晚上沒睡幾個小時,周念一起來就給自己灌了一杯茶。
他先聯繫了一下沈嶠青,問一下沈嶠青的病情:「今天怎麼樣?身體舒服一些了嗎?」
沈嶠青茶里茶氣地說:「感覺肋骨很疼,昨晚上也沒睡好,而且,我很想你,我不在你身邊就難受,你晚上來看看我好嗎?」
周念被膩歪到了,沒好氣地說:「你給我好好說話,不要這麼噁心巴拉的行嗎?想我就想我嘛。我晚上有空就去看你。」
沈嶠青追著問:「有空嗎?」
周念:「我吃個晚飯就過來。」
沈嶠青:「去哪吃晚飯啊?」
沈嶠青一問,周念立即感覺到了不對勁。
這是順口一問呢?還是沈嶠青知道了他要跟故意吃晚飯的事情?不可能啊,沈嶠青怎麼知道的?總不可能在他的手機上裝了監聽器吧?
周念:「還能去哪吃飯?食堂唄。你不在家又沒人給我做飯。」
沈嶠青馬上說:「等我出院了就回家給你做飯。」
「算了吧。」周念拒絕說,「到時候我找個阿姨做飯,你先好好養病,別落下什麼後遺症了。」
掛掉電話以後,周念還疑神疑鬼地把手機拆開檢查了一下,有去自己的工位桌里里外外地簡單檢查了一下,確認沒有監聽器。
那應該沒有問題啊。
可能只是他想多了吧。
沈嶠青今天話格外的多,從早到晚不停地給他發消息,像是非常焦躁。
但是周念看在他受傷住院,怪可憐的,比平常更有耐心一些,只要沈嶠青給他發,周念就回復。就算不能秒回,空下來一兩分鐘就會去看一眼,趕緊把消息給回了。

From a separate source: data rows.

PR #754, opened 2020-12-03
Close objects in `h5*` immediate functions

jmert:
The try-catch blocks make sure to close the file, but we might as well close the objects themselves deterministically rather than waiting for the GC and/or libhdf5's `H5F_CLOSE_STRONG` to reap them. This should also be a net performance improvement in `h5writeattr` even ignoring the subtler `close` issue just due to opening the parent object only once.

This was discovered as a way to improve `h5read` performance in https://github.com/JuliaIO/HDF5.jl/issues/752#issuecomment-737705125 and https://github.com/JuliaIO/HDF5.jl/issues/752#issuecomment-737809048.

### DIFF
--- a/src/HDF5.jl
+++ b/src/HDF5.jl
@@ -536,6 +536,7 @@ function h5read(filename, name::AbstractString; pv...)
     try
         obj = getindex(fid, name; pv...)
         dat = read(obj)
+        close(obj)
     finally
         close(fid)
     end
@@ -548,6 +549,7 @@ function h5read(filename, name_type_pair::Pair{<:AbstractString,DataType}; pv...
     try
         obj = getindex(fid, name_type_pair[1]; pv...)
         dat = read(obj, name_type_pair[2])
+        close(obj)
     finally
         close(fid)
     end
@@ -560,6 +562,7 @@ function h5read(filename, name::AbstractString, indices::Tuple{Vararg{Union{Abst
     try
         dset = getindex(fid, name; pv...)
         dat = dset[indices...]
+        close(dset)
     finally
         close(fid)
     end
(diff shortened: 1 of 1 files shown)


jmert:
Failures on Julia nightly are unrelated to this PR and are an upstream problem.

musm:
Makes sense.

musm:
Are we missing a close on `https://github.com/JuliaIO/HDF5.jl/blob/master/src/HDF5.jl#L1452` dtype as well?

src/HDF5.jl
```diff
@@ -536,6 +536,7 @@ function h5read(filename, name::AbstractString; pv...)
     try
         obj = getindex(fid, name; pv...)
         dat = read(obj)
+        close(obj)
```
musm, line 539: should these actually be in the `finally` block?

jmert: Technically, they might need a set of nested try-catch blocks: you can't close `obj` if `getindex` failed, but then you do want to close it if `read` fails.

jmert: Though allowing `obj` to escape the try-catch block if `read` fails is basically what the status quo was — GC or libhdf5's close semantics should eventually take care of the object.

musm: I'm not 100% confident we are following the correct close semantics in all our usages of the `try`--`finally` blocks, many of them are legacy, but I believe are mostly correct. Ideally, we could minimize their usage to only essential places, since `try` `finally` blocks are slow calls.

jmert: Yeah, I haven't thought hard about the `try`-`finally` use yet, but IIUC they're most essential in cases like this were a file handle is being opened and closed. I agree in trying to see if more uses can be removed elsewhere, though.

musm: > Though allowing obj to escape the try-catch block if read fails is basically what the status quo was — GC or libhdf5's close semantics should eventually take care of the object.

If `read` fails,  `close(obj)` won't execute, and then we fall back to closing via libhdf5's or GC's close semantics, which were demonstrated to cause some regressions. This is an edge case and so the performance isn't critical.

jmert: Sorry, yeah, I guess I only implied it, but that's what I meant.

PR #755, opened 2020-12-03
Limit HDF5_jll compatible versions

jmert:
HDF5_jll follows the versioning scheme of libhdf5 which uses the second set of digits as their "major" versions. Set the compatibility to agree with this use of versioning so that HDF5.jl doesn't try to pull in a newer library (which may be incompatible) without being explicitly allowed to in the future.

即便如此,周念也漸漸覺得煩了,委婉地跟沈嶠青說:【你臉上的傷要癒合得更好需要更多的休息吧,你這晚上睡不著,白天又不睡,你什麼時候休息?別落下疤了。】
沈嶠青:【你說我留疤也不會不要我的。】
今天沈嶠青怎麼這麼刺頭兒呢?
周念盯著對話頁面,眉頭越皺越緊。
算了,算了,住院的人最大。
他偶爾也讓著沈嶠青一下吧,他回:【我不在你身邊就這麼焦躁啊?我晚上一定回去看你的。】
是的。
一定。
在他跟顧奕見過面以後。
晚上7點46。
周念準備出發。
雖然約定地點在酒店,但是五點多的時候,周念已經在食堂吃過了晚飯,還拍照發給沈嶠青看了。
就好像在給自己弄個不在場證據。
不知道是不是被沈嶠青感染了,周念也莫名地有點煩了起來,他甚至還想:怎麼沒出現什麼突發事件呢?那他就不用去見顧奕了。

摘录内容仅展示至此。